Deception gains a slight edge over deception detection when the interactions are few in number and among strangers. But if you spend enough time with your interlocutors, they may leak their true intent through behavioral tells. As Trivers notes, “When interactions are anonymous or infrequent, behavioral cues cannot be read against a background of known behavior, so more general attributes of lying must be used.” He identifies three: Nervousness. “Because of the negative consequences of being detected, including being aggressed against … people are expected to be more nervous when lying.” Control. “In response to concern over appearing nervous … people may exert control, trying to suppress behavior, with possible detectable side effects such as … a planned and rehearsed impression.” Cognitive load. “Lying can be cognitively demanding. You must suppress the truth and construct a falsehood that is plausible on its face and … you must tell it in a convincing way and you must remember the story.”

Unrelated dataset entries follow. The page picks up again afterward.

PR #6, opened 2024-01-12
created scaffold for started recipes db

CodeSmitty:
## Description

https://trello.com/c/OwcKgWQW/3-create-a-basic-data-model-for-recipe-table

Changed project db from sqlite to psql. Altered Gemfile, replaced  sqlite gem with pg. 

To switch application to use psql and update database.yml file I ran.
`rails db:system:change --to=postgresql`
 
Restarted psql server
`sudo service postgresql restart`

Went into psql user console
`psql -d mame_zefu_development -U smitty -W`

Switched connection to mame_zefu_database
`\c`

Generated Scaffold for Recipes
`rails generate scaffold Recipes name:string ingredients:text directions:text`

Finished with `rails db:migrate`

I tested application in local server. I am able to create, update, destroy recipes. As well as in rails console. 

## Testing

I struggled with getting psql to work, so had to research a bit with psql commands. Once I was able to create a database and assign a user to the correct port. I was able to run migrations and test forms. I created a couple recipes, edited both and destroyed one. Changes reflected when I tested in the rails console for `Recipe.all`


nfoos:
@CodeSmitty Thanks for taking the time to fill out the Description and Testing sections of the PR ❤️ 

Did you make any manual changes to the controller or view files? I suspect that the only manual edit you made with this change is the database user, is that correct?

config/database.yml
```diff
@@ -1,25 +1,87 @@
...
 development:
   <<: *default
-  database: db/development.sqlite3
+  database: mame_zefu_development
+
+  # The specified database role being used to connect to postgres.
+  # To create additional roles in postgres see `$ createuser --help`.
+  # When left blank, postgres will use the default role. This is
+  # the same name as the operating system user running Rails.
+  username: smitty
```
nfoos: I suggest using a generic username, not one specific to you.  You should be able to create a `mame_zefu` user in your development environment.

nfoos (commented):
One addition I'd like to see is requiring the `name` field on recipes. This should involve a validation in the model and a new database migration.

I'm surprised the scaffold didn't add any tests. When I messed with the generators the other day for models and controllers it added a simple controller test.

Assuming you add the validation I suggested, I encourage you to add a simple test for it. https://www.codewithjason.com/write-model-tests-part/ is a pretty good example of adding a simple test on the model checking that it validates the presence of a field.  This will require adding the rspec gem (the only way I'm really familiar with testing anyway)

config/database.yml
```diff
@@ -1,25 +1,87 @@
...
 #
 default: &default
-  adapter: sqlite3
+  adapter: postgresql
+  encoding: unicode
+  host: localhost
+  # For details on connection pooling, see Rails configuration guide
+  # https://guides.rubyonrails.org/configuring.html#database-pooling
   pool: <%= ENV.fetch("RAILS_MAX_THREADS") { 5 } %>
-  timeout: 5000
```
nfoos, line 26: The username and password can be set in this default section instead, that way it applies to both the development and test environments.

```suggestion
  username: mame_zefu
  password: password
```

config/database.yml
```diff
@@ -1,25 +1,87 @@
...
+#
+# Read https://guides.rubyonrails.org/configuring.html#configuring-a-database
+# for a full overview on how database connection configuration can be specified.
+#
 production:
   <<: *default
-  database: db/production.sqlite3
+  database: mame_zefu_production
+  username: mame_zefu
+  password: <%= ENV["MAME_ZEFU_DATABASE_PASSWORD"] %>
```
nfoos: These settings aren't necessary. Instead you can specify all the connection details with the DATABASE_URL environment variable

CodeSmitty: Ok, I'll look into it and see if I can set it up. Along with the other additions/changes. I know on mac (from the course). When you switch from sql to psql it automatically adds the default url. On windows/was you had to do more set up if you wanted it that way I believe. I do these changes on this s!same branch correct?

nfoos: Yes, make the changes on the same branch. I suggest doing the config changes in one commit and the validation/test in another.

config/routes.rb
```diff
@@ -1,4 +1,5 @@
 Rails.application.routes.draw do
+  resources :recipes
   # Define your application routes per the DSL in https://guides.rubyonrails.org/routing.html
 
   # Defines the root path route ("/")
```
nfoos: Should set the root route to the recipe index

nfoos (changes requested):

.gitignore
```diff
@@ -36,3 +36,4 @@
 
 /app/assets/builds/*
 !/app/assets/builds/.keep
+/DATABASE_URL.env
```
nfoos: Should remove this and the local file if it exists

app/views/layouts/application.html.erb
```diff
@@ -11,7 +11,7 @@
     <%= javascript_importmap_tags %>
   </head>
 
-  <body>
+  <body >
```
nfoos: Remove whitespace
```suggestion
  <body>
```

nfoos (changes requested):

app/models/recipe.rb
```diff
@@ -0,0 +1,3 @@
+class Recipe < ApplicationRecord
+    validates :name, length:{minimum:3, maximum:25}, presense:true
```
nfoos: Should be `presence`, not `presense`

nfoos: Length of 25 is probably too restrictive. Honestly, I'm not sure there's much value in validating the length

nfoos: It would also be good to generate a database migration to enforce that name is required.

nfoos (changes requested):

app/models/recipe.rb
```diff
@@ -0,0 +1,3 @@
+class Recipe < ApplicationRecord
+    validates :name, presence:true
```
nfoos: Should put a space after the colon
```suggestion
    validates :name, presence: true
```

spec/models/recipes.rb
nfoos, line 1: This should be named `recipes_spec.rb` for rspec to detect and run it

app/models/recipe.rb
```diff
@@ -0,0 +1,3 @@
+class Recipe < ApplicationRecord
+    validates :name, presence: true
```
nfoos:
```suggestion
  validates :name, presence: true
```

nfoos (approved):
Looks good 🚀

PR #8, opened 2024-01-16
Cleaned up UI in index, show, edit, form, new. Added navigation

CodeSmitty:
Organized the UI. 

Changed button naming on the form to something more clean & ui friendly. 
I removed some buttons from the show page. 

Removed Recipe ingredients/directions from the root page. Made Recipe name the title and link to the show page.  

Recipe show page, added simple format for line breaks in the ingredients & directions text area. 

I created a basic nav bar, using Taillwind components. There is a problem with the Javascript that will still need to be fixed. Specifically mobile hamburger button.  This navbar requires Flowbite js, I need to see if it's compatible with what we are working with. If not, I will need to look at another option. Stimulus Js seems to be a good option.  I don't think a seperate ticked will be needed for this. 

Added flash message code in the show.html.erb file for future flash messages. This can be removed, since the original is working correctly. Might be something for discussion if we want to use flash messages. Added a turbo-comfirm argument to the delete button in the same file. This prompts an alert `Are you sure you want to delete this recipe?`. 

## Description

These changes were required to make the ui easier to navigate for the user. Creating simple buttons, layouts, makes it much more user friendly. 

## Testing

I created, updated, destroyed recipes to test the buttons and links all worked as intended. The navigation bar works well on desktop. I destroyed recipes to test the alert prompt, which worked as intended.


app/views/recipes/show.html.erb
```diff
@@ -3,13 +3,18 @@
...
+      <% end %>
 
     <%= render @recipe %>
 
-    <%= link_to "Edit this recipe", edit_recipe_path(@recipe), class: "mt-2 rounded-lg py-3 px-5 bg-gray-100 inline-block font-medium" %>
+    <%= link_to "Edit", edit_recipe_path(@recipe), class: "mt-2 rounded-lg py-3 px-5 bg-gray-100 inline-block font-medium" %>
     <div class="inline-block ml-2">
-      <%= button_to "Destroy this recipe", recipe_path(@recipe), method: :delete, class: "mt-2 rounded-lg py-3 px-5 bg-gray-100 font-medium" %>
+      
+      <%= button_to "Delete", recipe_path(@recipe), method: :delete,data:{ turbo_confirm: "Are you sure?" }, class: "mt-2 rounded-lg py-3 px-5 bg-gray-100 font-medium" %>
```
nfoos: Formatting
```suggestion
      <%= button_to "Delete", recipe_path(@recipe), method: :delete, data: { turbo_confirm: "Are you sure?" }, class: "mt-2 rounded-lg py-3 px-5 bg-gray-100 font-medium" %>
```

app/views/recipes/show.html.erb
```diff
@@ -3,13 +3,18 @@
     <% if notice.present? %>
       <p class="py-2 px-3 bg-green-50 mb-5 text-green-500 font-medium rounded-lg inline-block" id="notice"><%= notice %></p>
     <% end %>
+    <% flash.each do |type, msg| %>
+        <div>
+          <%= msg %>
+        </div>
+      <% end %>
```
nfoos: Formatting
```suggestion
    <% flash.each do |type, msg| %>
      <div>
        <%= msg %>
      </div>
    <% end %>
```

app/views/recipes/index.html.erb
```diff
@@ -3,12 +3,13 @@
...
+  <div class="flex justify-center items-center">
     <%= link_to "New recipe", new_recipe_path, class: "rounded-lg py-3 px-5 bg-blue-600 text-white block font-medium" %>
   </div>
 
-  <div id="recipes" class="min-w-full">
-    <%= render @recipes %>
+  <div id="recipes" class="min-w-full flex-column">
+    <% @recipes.each do |recipe|%>
+        <%= link_to "#{recipe.name}", recipe, class: "block font-medium mb-1 text-2xl p-4 text-center" %>
+    <%end%>
```
nfoos: Formatting
```suggestion
  <div id="recipes" class="min-w-full flex-column">
    <% @recipes.each do |recipe| %>
      <%= link_to "#{recipe.name}", recipe, class: "block font-medium mb-1 text-2xl p-4 text-center" %>
    <% end %>
```

app/views/recipes/index.html.erb
```diff
@@ -3,12 +3,13 @@
     <p class="py-2 px-3 bg-green-50 mb-5 text-green-500 font-medium rounded-lg inline-block" id="notice"><%= notice %></p>
   <% end %>
 
-  <div class="flex justify-between items-center">
-    <h1 class="font-bold text-4xl">Recipes</h1>
+  <div class="flex justify-center items-center">
     <%= link_to "New recipe", new_recipe_path, class: "rounded-lg py-3 px-5 bg-blue-600 text-white block font-medium" %>
```
nfoos: This button is a bit redundant with the 'Create Recipe' link in the navbar

app/assets/images/One_piece_logo.png
nfoos, line 1: Nice image, but what if the logo was a pinto bean with a mustache wearing a chef's hat?

image

package.json
nfoos, line 1: With this change adding one more command that needs to be ran when deploying, it might be a good idea to create a script that can be called.

Call the script something like `bin/build` and make it executable.
```
#!/usr/bin/env bash
# exit on error
set -o errexit

bundle install
# install JavaScript dependencies here
bundle exec rake assets:precompile
bundle exec rake assets:clean
bundle exec rake db:migrate
```

nfoos: I was also looking at the available rake tasks included in the rails app using `bundle exec rake -T`

I see that there is a `yarn:install` task which suggests some preference of yarn over npm.  I'm certainly no expert when it comes to JavaScript package management, but I wonder if we shouldn't be using yarn instead.

app/views/layouts/application.html.erb
```diff
@@ -6,11 +6,10 @@
     <%= csrf_meta_tags %>
     <%= csp_meta_tag %>
     <%= stylesheet_link_tag "tailwind", "inter-font", "data-turbo-track": "reload" %>
-
     <%= stylesheet_link_tag "application", "data-turbo-track": "reload" %>
     <%= javascript_importmap_tags %>
   </head>
-
+    <%= render "layouts/navigation"%>
```
nfoos, line 13: This belongs in the `<body>` and possibly within a `<header>`.  For reference, I was looking at this project that I worked on as part a rails tutorial: https://github.com/nfoos/rails-microblog/blob/master/app/views/layouts/application.html.erb

app/views/recipes/edit.html.erb
```diff
@@ -3,6 +3,5 @@
 
   <%= render "form", recipe: @recipe %>
 
-  <%= link_to "Show this recipe", @recipe, class: "ml-2 rounded-lg py-3 px-5 bg-gray-100 inline-block font-medium" %>
-  <%= link_to "Back to recipes", recipes_path, class: "ml-2 rounded-lg py-3 px-5 bg-gray-100 inline-block font-medium" %>
+  <%= link_to "Cancel", @recipe, class: "ml-2 rounded-lg py-3 px-5 bg-gray-100 inline-block font-medium" %>
```
nfoos, line 6: I think the 'Back to recipes' button in `new.html.erb` could be changed to 'Cancel' as well

app/views/layouts/_navigation.html.erb
```diff
@@ -0,0 +1,26 @@
+
+
+<nav class="bg-white border-gray-200 dark:bg-gray-900">
+  <div class="max-w-screen-xl flex flex-wrap items-center justify-between mx-auto p-4">
+    <div class="flex items-center space-x-3 rtl:space-x-reverse">
+        <%= link_to image_tag("One_piece_logo.png"), recipes_path, class: "h-8 mt-1 logo-nav" %>
+        <span class="self-center text-2xl font-semibold whitespace-nowrap dark:text-white">Mame-Zefu</span>
```
nfoos: image

I feel like the text should be either as tall as the logo or centered vertically and maybe closer to the logo.  It would also be nice if it was part of the link. Not sure how I feel about the hyphen, maybe try out 'Mame Zefu' and 'MameZefu' and decide which of the 3 you like better.

app/views/layouts/_navigation.html.erb
```diff
@@ -0,0 +1,26 @@
...
+        <span class="sr-only">Open main menu</span>
+        <svg class="w-5 h-5" aria-hidden="true" xmlns="http://www.w3.org/2000/svg" fill="none" viewBox="0 0 17 14">
+            <path stroke="currentColor" stroke-linecap="round" stroke-linejoin="round" stroke-width="2" d="M1 1h15M1 7h15M1 13h15"/>
+        </svg>
+    </button>
+    <div class="hidden w-full md:block md:w-auto" id="navbar-default">
+      <ul class="font-medium flex flex-col p-4 md:p-0 mt-4 border border-gray-100 rounded-lg bg-gray-50 md:flex-row md:space-x-8 rtl:space-x-reverse md:mt-0 md:border-0 md:bg-white dark:bg-gray-800 md:dark:bg-gray-900 dark:border-gray-700">
+        <li>
+          <%= link_to "Home", recipes_path, class: "block py-2 px-3 text-white bg-blue-700 rounded md:bg-transparent md:text-blue-700 md:p-0 dark:text-white md:dark:text-blue-500"%>
```
nfoos: Not sure how useful the Home link is if you know that you can click on the logo instead 🤷‍♂️

app/views/layouts/_navigation.html.erb
```diff
@@ -0,0 +1,26 @@
...
+        </li>
+        <li>
+          <%= link_to "Create Recipe", new_recipe_path, class:"block py-2 px-3 text-gray-900 rounded hover:bg-gray-100 md:hover:bg-transparent md:border-0 md:hover:text-blue-700 md:p-0 dark:text-white md:dark:hover:text-blue-500 dark:hover:bg-gray-700 dark:hover:text-white md:dark:hover:bg-transparent" %>
```
nfoos: I'm on the fence about this. For currently functionality it makes sense but maybe I'd change the language to 'Add Recipe' or 'New Recipe'. If the future of the app is to do more than just create and edit recipes, I'd expect the navbar links to be more broad like 'Recipes', 'Lists', 'Plan', etc.

app/views/layouts/_navigation.html.erb
```diff
@@ -0,0 +1,26 @@
+
+
+<nav class="bg-white border-gray-200 dark:bg-gray-900">
```
nfoos: I don't recall exactly how to do it, but how would you feel about having the navbar always visible even when scrolling? If that were to be done, I think the navbar would need to have a different background color than the main content otherwise it might look weird.

nfoos (commented):
Some formatting issues and a bunch of minor suggestions that are open for discussion and don't necessarily need to be acted on.

app/views/recipes/show.html.erb
CodeSmitty: I believe I removed this line on my most recent commit. Since I removed the flash message in the controller.

app/views/recipes/index.html.erb
CodeSmitty: Yea, I didn't put a lot of thought on the navigation links. I based it on what most websites have, I just wanted to get it to work. I can remove the home link, and leave the create recipe link. I'll remove the button as well. Right now since we don't have a lot of routes, I'm unsure what other links to add to nav bar. I'm sure at some point we will have a login/out link, maybe user profile etc. Unless you have some ideas we can add right now.

app/views/layouts/_navigation.html.erb
CodeSmitty: I'm ok with that. I believe it's the fixed position in css.

app/views/layouts/_navigation.html.erb
CodeSmitty: Yea, I can mess with the alignment, it will be better once I get the logo. I was probably do that tonight, and have a logo made in the next couple of days. I honestly like 'MameZefu' the most.

package.json
CodeSmitty: I myself have not used yarn very much, so I wasn't sure. Good to know on the rake command, I wasn't aware of that one. The main reason I used npm was based on the docs for flowbite js. I do know a little about yarn, but I have not really used it. So I didn't think about it already existing in the application. Would it be too much to remove the package/node modules and re install with yarn? I will have to look into creating a script to run the build commands. I haven't done something like that yet.

app/views/recipes/index.html.erb
nfoos: Nope no ideas for anything at the moment which I think is fine

package.json
nfoos: Yeah, don't worry about yarn.

For the script, basically just create a file with the contents I provided, substitute in the npm install where the comment is and make it executable before committing. Then your render build command can just be the new script name

app/views/layouts/_navigation.html.erb
```diff
@@ -0,0 +1,26 @@
...
+  <div class="max-w-screen-xl flex flex-wrap items-center justify-between mx-auto p-4">
+    <div class="flex items-center space-x-3 rtl:space-x-reverse">
+        <%= link_to image_tag("One_piece_logo.png"), recipes_path, class: "h-8 mt-1 logo-nav" %>
```
nfoos: I know they're essentially the same, but this should link to the root path
```suggestion
        <%= link_to image_tag("One_piece_logo.png"), root_path, class: "h-8 mt-1 logo-nav" %>
```

nfoos (approved):
**LGTM** :shipit:

PR #9, opened 2024-01-24
updated migration/table  to include new fields. Reflected in the reci…

CodeSmitty:
…pe form, show,and edit pages

Updated db tables & migrations with  `:yield, :prep_time, :cook_time, :description, :rating, :is_favorite, :notes` fields. 
Updated form, edit, show pages to reflect new additions to the db table. 

## Description

https://trello.com/c/V5VQV0WI/7-add-fields-to-recipes

`rails g AddNewFieldsToRecipes`

In the new migration I added a column for each of these fields. `:yield, :prep_time, :cook_time, :description, :rating, :is_favorite, :notes` fields. 

set `is_favorite, default: false & null: false`

In psql is altered table -> column is_favorite to not null. `ALTER TABLE recipes ALTER COLUMN is_favorite SET NOT NULL;`

Added new fields in the `_form.html.erb helper` 

Updated the edit and show page  with the new table additions. 

Generated a recipes seed for quicker testing. 

## Testing

I first checked the database tables to make sure the new migrations were showing as intended. 
I then generated a seed and destroyed all current data and injected the db with the new seed data.
Show page rendered all new fields correctly. 
I clicked on random recipes and clicked on edit. I changed each field and saved one by one to make sure all them updated correctly. 

I manually created recipes  testing each field one at a time.  All data worked correctly and all changes were reflected in the db.


app/views/recipes/_recipe.html.erb
```diff
@@ -3,6 +3,35 @@
...
+  </p>
+
+  <p class="my-5">
+    <strong class="block font-medium mb-1"> <%= recipe.is_favorite == true ?   "Favorite: yes"  : " " %></strong>
+  </p>
+
+  <p class="my-5">
+    <strong class="block font-medium mb-1">Description:</strong>
+    <%= simple_format(recipe.description) %>
+  </p>
```
nfoos: @CodeSmitty I think it would be nice if the fields that are empty were hidden. In other words, if a recipe doesn't have a description, I don't want to see the "Description:" label with no contents. What do you think?

app/views/recipes/_recipe.html.erb
```diff
@@ -3,6 +3,35 @@
...
+    <%= simple_format(recipe.cook_time) %>
+  </p>
+
+  <p class="my-5">
+    <strong class="block font-medium mb-1">Rating:</strong>
+    <%= recipe.rating %>
+  </p>
+
+  <p class="my-5">
+    <strong class="block font-medium mb-1"> <%= recipe.is_favorite == true ?   "Favorite: yes"  : " " %></strong>
```
nfoos: Minor formatting, but also the explicit check against `true` shouldn't be necessary, the truthiness of `is_favorite` evaluates the same
```suggestion
    <strong class="block font-medium mb-1"> <%= recipe.is_favorite ? "Favorite: yes" : "" %></strong>
```

app/views/recipes/_recipe.html.erb
```diff
@@ -3,6 +3,35 @@
     <%= recipe.name %>
   </h1>
 
+  <p class="my-5">
+    <strong class="block font-medium mb-1">Yield:</strong>
+    <%= simple_format(recipe.yield) %>
```
nfoos: I'm not sure that `simple_format` is necessary for the string fields, but it probably doesn't hurt?

app/views/recipes/_form.html.erb
```diff
@@ -16,6 +16,38 @@
...
+    </div>
+  </div>
+
+  <div class="my-5">
+    <%= form.label :rating %>
+    <%= form.number_field :rating, rows: 4, class: "block shadow rounded-md border border-gray-200 outline-none px-3 py-2 mt-2 w-2/12" %>
+  </div>
+  
+  <div class="my-5">
+    <%= form.label :is_favorite %>
```
nfoos: Rather than the label being `Is favorite []` I think it might be better as `Favorite? []` and I think the checkbox itself should be to the right of the label.

app/views/recipes/_form.html.erb
```diff
@@ -16,6 +16,38 @@
...
+
+    <div>
+      <%= form.label :cook_time %>
+      <%= form.text_field :cook_time, class: "block shadow rounded-md border border-gray-200 outline-none px-3 py-2 mt-2 w-full" %>
+    </div>
+  </div>
+
+  <div class="my-5">
+    <%= form.label :rating %>
+    <%= form.number_field :rating, rows: 4, class: "block shadow rounded-md border border-gray-200 outline-none px-3 py-2 mt-2 w-2/12" %>
```
nfoos: It would be cool if the input for this was 5 stars that you could click ⭐ ⭐ ⭐ ⭐ ⭐ 

If that's too much work, I think the input box should be smaller and can be positioned to the right of the label.

app/views/recipes/_form.html.erb
```diff
@@ -16,6 +16,38 @@
...
+  </div>
+
+  <div class="my-5">
+    <%= form.label :description %>
+    <%= form.text_area :description, rows: 4, class: "block shadow rounded-md border border-gray-200 outline-none px-3 py-2 mt-2 w-full" %>
+  </div>
+
   <div class="my-5">
     <%= form.label :ingredients %>
     <%= form.text_area :ingredients, rows: 4, class: "block shadow rounded-md border border-gray-200 outline-none px-3 py-2 mt-2 w-full" %>
```
nfoos: I know that `ingredients` and `directions` weren't touched in this change, but what do you think about making their boxes a little taller to reduce the need for scrolling or manual resizing?

db/seeds.rb
```diff
@@ -5,3 +5,183 @@
...
+  {
+    name: 'Spaghetti Bolognese',
+    yield: '4 servings',
+    ingredients: "Ground beef,\nOnion,\nGarlic,\nTomato sauce,\nSpaghetti,\nOlive oil",
+    directions: "1. Cook spaghetti according to package instructions.\n2. Brown ground beef with onion and garlic.\n3. Add tomato sauce and simmer.\n4. Serve sauce over cooked spaghetti.",
+    prep_time: 15,
+    cook_time: 30,
+    description: 'Classic Italian dish with savory meat sauce over spaghetti.',
+    notes: 'You can add Parmesan cheese on top for extra flavor.',
+    rating: 4.5,
```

Cognitive load appears to play the biggest role. “Absent well-rehearsed lies, people who are lying have to think too hard, and this causes several effects,” including overcontrol that leads to blinking and fidgeting less and using fewer hand gestures, longer pauses and higher-pitched voices. As Abraham Lincoln well advised, “You can fool some of the people all of the time and all of the people some of the time, but you cannot fool all of the people all of the time.” Unless self-deception is involved. If you believe the lie, you are less likely to give off the normal cues of lying that others might perceive: deception and deception detection create self-deception.
By employing the logic of deception and self-deception, we can build a bottom-up theory for the evolution of emotions that control behavior judged good or evil by our fellow primates. In this understanding lies the foundation of a secular civil society.